**Description of the task**
Work through the records below, line by line, and say how many lines include "your", with nothing else.

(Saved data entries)
>>>>

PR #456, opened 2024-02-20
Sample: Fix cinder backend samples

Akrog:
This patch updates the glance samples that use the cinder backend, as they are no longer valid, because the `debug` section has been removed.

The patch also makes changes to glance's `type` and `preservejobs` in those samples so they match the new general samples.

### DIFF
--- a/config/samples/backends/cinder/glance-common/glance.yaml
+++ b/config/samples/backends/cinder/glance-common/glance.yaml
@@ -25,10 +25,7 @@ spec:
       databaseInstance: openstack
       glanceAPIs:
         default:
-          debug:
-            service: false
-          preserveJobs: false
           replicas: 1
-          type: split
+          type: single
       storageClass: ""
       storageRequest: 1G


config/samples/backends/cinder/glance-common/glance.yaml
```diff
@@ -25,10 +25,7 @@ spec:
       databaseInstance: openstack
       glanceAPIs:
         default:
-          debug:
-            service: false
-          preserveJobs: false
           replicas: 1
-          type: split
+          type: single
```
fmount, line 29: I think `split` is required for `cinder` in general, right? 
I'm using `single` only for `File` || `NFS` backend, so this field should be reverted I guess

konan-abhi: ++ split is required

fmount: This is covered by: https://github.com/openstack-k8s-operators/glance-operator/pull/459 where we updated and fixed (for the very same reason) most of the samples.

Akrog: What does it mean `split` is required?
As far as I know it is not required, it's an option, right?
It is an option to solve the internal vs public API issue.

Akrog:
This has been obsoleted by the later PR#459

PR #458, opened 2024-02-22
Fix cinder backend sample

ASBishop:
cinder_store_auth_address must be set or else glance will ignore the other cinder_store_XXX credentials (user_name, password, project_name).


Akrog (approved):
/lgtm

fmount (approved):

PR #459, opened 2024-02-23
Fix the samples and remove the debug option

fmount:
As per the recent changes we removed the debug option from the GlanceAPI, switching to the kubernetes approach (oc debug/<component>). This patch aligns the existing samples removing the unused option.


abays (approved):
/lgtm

<<<<
>>>>

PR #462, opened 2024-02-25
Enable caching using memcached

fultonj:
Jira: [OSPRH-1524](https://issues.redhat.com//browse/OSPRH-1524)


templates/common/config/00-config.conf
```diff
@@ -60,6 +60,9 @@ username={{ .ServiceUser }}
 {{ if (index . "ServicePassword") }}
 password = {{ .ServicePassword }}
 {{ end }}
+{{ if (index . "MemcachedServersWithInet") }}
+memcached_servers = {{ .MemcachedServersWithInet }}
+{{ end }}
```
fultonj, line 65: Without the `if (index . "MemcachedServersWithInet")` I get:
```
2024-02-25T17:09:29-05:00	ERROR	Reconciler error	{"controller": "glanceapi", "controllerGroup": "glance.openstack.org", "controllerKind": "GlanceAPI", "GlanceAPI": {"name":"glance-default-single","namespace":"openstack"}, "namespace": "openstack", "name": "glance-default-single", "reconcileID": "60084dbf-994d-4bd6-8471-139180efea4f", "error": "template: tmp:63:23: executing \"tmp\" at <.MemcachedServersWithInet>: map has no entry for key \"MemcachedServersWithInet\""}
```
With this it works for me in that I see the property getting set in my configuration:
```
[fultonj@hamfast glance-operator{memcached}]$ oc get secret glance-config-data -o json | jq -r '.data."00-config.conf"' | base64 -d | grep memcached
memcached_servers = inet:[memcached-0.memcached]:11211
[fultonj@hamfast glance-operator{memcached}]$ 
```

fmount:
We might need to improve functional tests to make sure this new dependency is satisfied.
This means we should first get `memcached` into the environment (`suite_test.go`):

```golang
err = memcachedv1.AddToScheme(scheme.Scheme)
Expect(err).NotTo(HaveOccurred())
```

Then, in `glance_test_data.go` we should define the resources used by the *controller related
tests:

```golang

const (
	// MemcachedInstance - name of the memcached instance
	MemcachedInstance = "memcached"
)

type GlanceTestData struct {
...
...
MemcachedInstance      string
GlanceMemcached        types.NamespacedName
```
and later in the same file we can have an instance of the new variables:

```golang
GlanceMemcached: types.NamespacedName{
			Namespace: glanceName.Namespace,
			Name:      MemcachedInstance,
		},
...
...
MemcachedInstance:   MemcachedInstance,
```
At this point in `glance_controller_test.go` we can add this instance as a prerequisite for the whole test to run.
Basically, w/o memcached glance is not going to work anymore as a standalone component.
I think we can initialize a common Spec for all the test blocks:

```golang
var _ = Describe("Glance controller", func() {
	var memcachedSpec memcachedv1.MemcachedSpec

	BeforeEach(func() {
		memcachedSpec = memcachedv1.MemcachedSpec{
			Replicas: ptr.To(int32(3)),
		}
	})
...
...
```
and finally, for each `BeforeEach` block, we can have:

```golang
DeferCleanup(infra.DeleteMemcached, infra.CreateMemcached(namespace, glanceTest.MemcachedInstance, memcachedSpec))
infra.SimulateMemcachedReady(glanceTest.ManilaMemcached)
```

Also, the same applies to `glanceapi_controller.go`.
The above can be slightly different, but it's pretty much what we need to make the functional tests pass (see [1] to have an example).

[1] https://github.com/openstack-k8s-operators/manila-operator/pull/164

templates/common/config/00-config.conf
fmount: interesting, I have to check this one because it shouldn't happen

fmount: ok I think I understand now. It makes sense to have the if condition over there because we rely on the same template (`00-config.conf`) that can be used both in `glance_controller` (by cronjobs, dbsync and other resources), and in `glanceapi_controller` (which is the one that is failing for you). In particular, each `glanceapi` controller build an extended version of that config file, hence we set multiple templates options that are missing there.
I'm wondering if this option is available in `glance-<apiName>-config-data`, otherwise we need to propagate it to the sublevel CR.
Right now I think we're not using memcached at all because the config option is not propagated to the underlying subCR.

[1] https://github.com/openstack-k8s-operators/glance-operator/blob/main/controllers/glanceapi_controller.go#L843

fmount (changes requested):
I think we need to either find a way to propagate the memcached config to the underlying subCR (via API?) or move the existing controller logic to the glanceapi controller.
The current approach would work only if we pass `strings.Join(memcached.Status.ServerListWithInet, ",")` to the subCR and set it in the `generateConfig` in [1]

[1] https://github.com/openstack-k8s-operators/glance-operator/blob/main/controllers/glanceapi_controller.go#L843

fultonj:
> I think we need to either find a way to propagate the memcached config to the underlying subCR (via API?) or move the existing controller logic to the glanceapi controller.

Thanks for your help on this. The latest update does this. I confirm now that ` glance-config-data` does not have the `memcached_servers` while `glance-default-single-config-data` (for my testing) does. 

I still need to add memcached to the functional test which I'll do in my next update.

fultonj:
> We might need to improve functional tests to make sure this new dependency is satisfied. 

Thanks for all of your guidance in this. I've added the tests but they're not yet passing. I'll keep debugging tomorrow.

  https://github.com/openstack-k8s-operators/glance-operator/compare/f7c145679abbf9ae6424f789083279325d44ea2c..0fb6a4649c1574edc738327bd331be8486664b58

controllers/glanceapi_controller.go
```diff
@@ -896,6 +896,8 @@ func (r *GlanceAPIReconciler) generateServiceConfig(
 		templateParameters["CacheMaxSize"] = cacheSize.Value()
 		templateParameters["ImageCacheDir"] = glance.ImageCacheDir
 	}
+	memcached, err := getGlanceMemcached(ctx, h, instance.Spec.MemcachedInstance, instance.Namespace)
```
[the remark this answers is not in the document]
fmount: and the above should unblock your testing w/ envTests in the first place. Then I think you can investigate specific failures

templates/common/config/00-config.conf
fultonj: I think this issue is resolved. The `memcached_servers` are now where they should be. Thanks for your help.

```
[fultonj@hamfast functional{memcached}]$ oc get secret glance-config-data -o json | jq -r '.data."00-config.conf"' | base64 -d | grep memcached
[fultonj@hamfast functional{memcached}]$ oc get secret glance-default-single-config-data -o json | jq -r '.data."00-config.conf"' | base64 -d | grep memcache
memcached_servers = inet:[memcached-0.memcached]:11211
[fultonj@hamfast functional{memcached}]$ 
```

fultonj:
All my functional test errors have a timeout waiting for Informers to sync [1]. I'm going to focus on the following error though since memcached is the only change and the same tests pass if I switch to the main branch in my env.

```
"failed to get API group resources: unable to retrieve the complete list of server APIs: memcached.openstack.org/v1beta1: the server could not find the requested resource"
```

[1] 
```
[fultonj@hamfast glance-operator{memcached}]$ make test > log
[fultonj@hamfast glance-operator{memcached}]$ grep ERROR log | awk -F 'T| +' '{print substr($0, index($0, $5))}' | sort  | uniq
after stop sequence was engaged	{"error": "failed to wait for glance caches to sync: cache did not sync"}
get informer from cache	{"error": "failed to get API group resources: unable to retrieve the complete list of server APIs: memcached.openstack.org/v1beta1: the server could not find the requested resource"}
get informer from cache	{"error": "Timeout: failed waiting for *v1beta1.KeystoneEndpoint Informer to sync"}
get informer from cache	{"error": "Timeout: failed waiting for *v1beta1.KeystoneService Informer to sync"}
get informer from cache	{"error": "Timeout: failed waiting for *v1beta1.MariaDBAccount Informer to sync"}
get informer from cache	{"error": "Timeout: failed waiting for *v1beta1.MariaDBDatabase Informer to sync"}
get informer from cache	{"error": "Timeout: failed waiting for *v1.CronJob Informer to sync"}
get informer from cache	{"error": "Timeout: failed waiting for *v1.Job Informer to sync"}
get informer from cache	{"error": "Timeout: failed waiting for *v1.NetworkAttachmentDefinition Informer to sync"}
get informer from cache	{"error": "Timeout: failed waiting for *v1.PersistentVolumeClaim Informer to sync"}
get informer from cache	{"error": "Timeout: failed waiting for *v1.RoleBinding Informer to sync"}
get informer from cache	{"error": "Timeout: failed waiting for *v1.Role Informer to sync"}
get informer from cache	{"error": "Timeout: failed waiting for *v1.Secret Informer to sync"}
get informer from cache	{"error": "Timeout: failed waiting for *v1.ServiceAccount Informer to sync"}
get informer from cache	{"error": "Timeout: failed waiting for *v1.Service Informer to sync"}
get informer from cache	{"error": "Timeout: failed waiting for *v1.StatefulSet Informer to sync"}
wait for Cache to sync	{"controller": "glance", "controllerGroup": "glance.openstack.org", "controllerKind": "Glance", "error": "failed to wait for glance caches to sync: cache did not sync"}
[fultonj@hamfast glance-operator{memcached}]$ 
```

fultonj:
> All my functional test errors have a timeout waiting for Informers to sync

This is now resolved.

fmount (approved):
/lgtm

<<<<

**Finished task**
4